▶ **Aim of the task**: Each entry below has to be written out again exactly.

= = = =

PR #80, opened 2019-12-04
Create the app using a factory

thewilkybarkid:
~Removes the separate factory.~

~Originally this was added as I thought Supertest wouldn't handle it, but it's fine. (It was immediately being bound to a port anyway.)~

Extracted from https://github.com/libero/article-store/pull/60#discussion_r353715319.


giorgiosironi:
The tests look like they have some problem in terminating the listening and allow Jest to exit:
```
Jest did not exit one second after the test run has completed.

This usually means that there are asynchronous operations that weren't stopped in your tests. Consider running Jest with `--detectOpenHandles` to troubleshoot this issue.
```

thewilkybarkid:
Ah, `--detectOpenHandles` shows it is the listen. (Can find locally, but Jest doesn't show the normal message. 🤔)

thewilkybarkid:
Hmm, going to have to rethink. Will need a separate factory and server.

thewilkybarkid:
Hmm, still not right. Not going to be able to avoid https://github.com/libero/article-store/blob/18830709c24f235e320c30a58d9faaa45abfba5e/src/app.ts#L5-L13 being defined alongside the `app` itself...

thewilkybarkid:
~Nope, still end up bit a big dependency loop in #60... Going to have to drop this type idea I think.~ False positive in PhpStorm, don't think its index had updated.

test/app.test.ts
```diff
@@ -1,10 +1,18 @@
...
+import createApp from '../src/app';
 
 const trim = (value: string): string => value.trim();
 const parseHeader = (header: string): Array<string> => header.split(',').map(trim);
 
+let app: Koa;
+
+beforeEach((): void => {
+  app = createApp(new InMemoryArticles());
+});
```
giorgiosironi, line 14: I understand no tear down is needed because this `app` instance doesn't listen on a port but is only used through in-process tests. Therefore it will just be garbage collected. The new instance of `InMemoryArticles` also ensures no state is carry over between tests.

giorgiosironi (approved):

= = = =

▶ **Exercise solution**:
PR #80, opened 2019-12-04
Create the app using a factory

thewilkybarkid:
~Removes the separate factory.~

~Originally this was added as I thought Supertest wouldn't handle it, but it's fine. (It was immediately being bound to a port anyway.)~

Extracted from https://github.com/libero/article-store/pull/60#discussion_r353715319.


giorgiosironi:
The tests look like they have some problem in terminating the listening and allow Jest to exit:
```
Jest did not exit one second after the test run has completed.

This usually means that there are asynchronous operations that weren't stopped in your tests. Consider running Jest with `--detectOpenHandles` to troubleshoot this issue.
```

thewilkybarkid:
Ah, `--detectOpenHandles` shows it is the listen. (Can find locally, but Jest doesn't show the normal message. 🤔)

thewilkybarkid:
Hmm, going to have to rethink. Will need a separate factory and server.

thewilkybarkid:
Hmm, still not right. Not going to be able to avoid https://github.com/libero/article-store/blob/18830709c24f235e320c30a58d9faaa45abfba5e/src/app.ts#L5-L13 being defined alongside the `app` itself...

thewilkybarkid:
~Nope, still end up bit a big dependency loop in #60... Going to have to drop this type idea I think.~ False positive in PhpStorm, don't think its index had updated.

test/app.test.ts
```diff
@@ -1,10 +1,18 @@
...
+import createApp from '../src/app';
 
 const trim = (value: string): string => value.trim();
 const parseHeader = (header: string): Array<string> => header.split(',').map(trim);
 
+let app: Koa;
+
+beforeEach((): void => {
+  app = createApp(new InMemoryArticles());
+});
```
giorgiosironi, line 14: I understand no tear down is needed because this `app` instance doesn't listen on a port but is only used through in-process tests. Therefore it will just be garbage collected. The new instance of `InMemoryArticles` also ensures no state is carry over between tests.

giorgiosironi (approved):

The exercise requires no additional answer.